PROBLEM TO SOLVE
Copying exactly, give the lines in the material below from the one with "the hook env." to the one with "## Suggested direction", ends included, and nothing besides.
+---+
Issue #4158, opened 2026-09-15
subagent-stop: four hooks read agent_output, which CC never sends at SubagentStop (final result arrives as last_assistant_message)


yonatangross:
## What

Four SubagentStop hooks read the subagent's final result from `agent_output` (falling back to `output`, `summary`, `result`), and Claude Code sends none of those fields. Measured live on the installed binary (claude 2.1.272, 2026-09-15, lane probe-4135 for GH-4135), the full SubagentStop payload is:

```
session_id, transcript_path, cwd, prompt_id, permission_mode, agent_id, agent_type,
effort, hook_event_name, stop_hook_active, agent_transcript_path,
last_assistant_message, background_tasks, session_crons
```

No `agent_output`, `output`, `summary`, `result`, `error` or `exit_code`. The final result arrives as `last_assistant_message` (plus the full transcript at `agent_transcript_path`).

## Call sites reading the absent field (verified at main f59a74fa)

```
src/hooks/src/subagent-stop/retry-handler.ts:74        const text = String(raw.agent_output ?? raw.output ?? raw.summary ?? raw.result ?? '').slice(0, 600);
src/hooks/src/subagent-stop/retry-handler.ts:83        const output = input.agent_output || input.output || '';
src/hooks/src/subagent-stop/feedback-loop.ts:242       const agentOutput = input.agent_output || input.output || '';
src/hooks/src/subagent-stop/multi-claude-verifier.ts:116  const agentOutput = input.agent_output || input.output || '';
src/hooks/src/subagent-stop/auto-spawn-quality.ts:253  const agentOutput = input.agent_output || input.output || '';
```

Effect: on every real payload `detectOutcome` falls through to success and `detectTurnLimit` returns null, so retry suggestions and tried-agent history in retry-handler are inert; the other three handlers analyse an empty string. retry-handler is live: hooks.json SubagentStop routes through `subagent-stop/sync-subagent-stop-dispatcher` (dispatch table line 54).

## Prior art in the repo

This is the class already measured in #3034 ("CC delivers neither duration_ms nor tool_input nor agent_output/output at SubagentStop, 0 of 11,319 real rows carried any of them", comment at `unified-dispatcher.ts:326`). Two consumers were adapted then (`unified-dispatcher.ts` prefers `last_assistant_message`; `subagent-quality-gate.ts:186` falls back to it); the four above were not.

## Fix shape

[...]

Issue #3034, opened 2026-07-20
analytics: 4 of 8 agent-usage.jsonl fields are dead for 100% of rows (model, agent_name, output_len, duration_ms)


yonatangross:
## Observed

Four of the eight fields written to `~/.claude/analytics/agent-usage.jsonl` are dead for **every** row (verified against 11,249 real rows):

```
distinct .model values     -> 11249  "unknown"     (100%)
.agent_name non-null       -> 0                    (0%)
.output_len non-zero       -> 0                    (0%)
rows having .duration_ms   -> 0                    (0%)
```

Only `ts`, `pid`, `agent`, and `success` carry signal.

## Impact

The `analytics` skill documents a `models` subcommand as "Model delegation breakdown (opus/sonnet/haiku)" sourced from this file. That breakdown is unobtainable — every group collapses to `unknown`. Same for any duration or output-size analysis. A model-delegation question cannot be answered from local telemetry today, and the skill implies it can.

This also makes the quick-start example currently in `src/skills/analytics/SKILL.md` misleading: it groups by `.model` and can only ever emit `{"unknown": N}`.

## Root cause (from `src/hooks/src/subagent-stop/unified-dispatcher.ts`)

- `model` falls back to the literal `"unknown"` (~line 298-300) because neither `tool_input.model` nor `CLAUDE_MODEL` exists in the hook env.
- `duration_ms` is dropped from the JSON because it is `undefined` (no SubagentStart-staged start time for most rows).
- `output_len` is always 0 because `agent_output` / `output` are never populated on the SubagentStop payload.
- `agent_name` is never set.

## Suggested direction

Either populate these from a source that actually exists at SubagentStop, or stop writing dead keys and correct the `analytics` skill so it does not advertise a breakdown the data cannot support. Writing a field that is 100% constant is worse than omitting it — it reads as data.

PR #4168, opened 2026-09-15
fix(hooks): read subagent result from last_assistant_message (GH-4158)

yonatangross:
## What

One shared reader, `getSubagentResult(input)`, in `src/hooks/src/lib/subagent-result.ts`: it returns `last_assistant_message` when present (non-empty string), else the legacy `agent_output`, `output`, `summary`, `result`, else `''`. All six SubagentStop consumers now route through it:

- `subagent-stop/retry-handler.ts` (detectOutcome and detectTurnLimit)
- `subagent-stop/feedback-loop.ts`
- `subagent-stop/multi-claude-verifier.ts`
- `subagent-stop/auto-spawn-quality.ts`
- `subagent-stop/unified-dispatcher.ts` (was already adapted, now on the shared reader)
- `subagent-stop/subagent-quality-gate.ts` (listed legacy fields first, so on real payloads it still read ''; now last_assistant_message wins)

`types.ts` marks `agent_output` (and `output`) as legacy and annotates `last_assistant_message` and `agent_transcript_path` with the measured payload. No hook behaviour changed beyond the field read.

## Why

CC 2.1.272 sends the SubagentStop result as `last_assistant_message`, with the full transcript at `agent_transcript_path`, and never sends `agent_output`, `output`, `summary` or `result` (measured live 2026-09-15, payload in the issue). Four hooks chained the legacy names, so on every real payload they read the empty string: retry-handler's `detectOutcome` fell through to success and `detectTurnLimit` returned null (retry suggestions and tried-agent history inert), and the other three analysed nothing. Same class as #3034, where 0 of 11,319 real SubagentStop rows carried `agent_output`/`output`.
+---+
ANSWER TO THIS TASK
- `model` falls back to the literal `"unknown"` (~line 298-300) because neither `tool_input.model` nor `CLAUDE_MODEL` exists in the hook env.
- `duration_ms` is dropped from the JSON because it is `undefined` (no SubagentStart-staged start time for most rows).
- `output_len` is always 0 because `agent_output` / `output` are never populated on the SubagentStop payload.
- `agent_name` is never set.

## Suggested direction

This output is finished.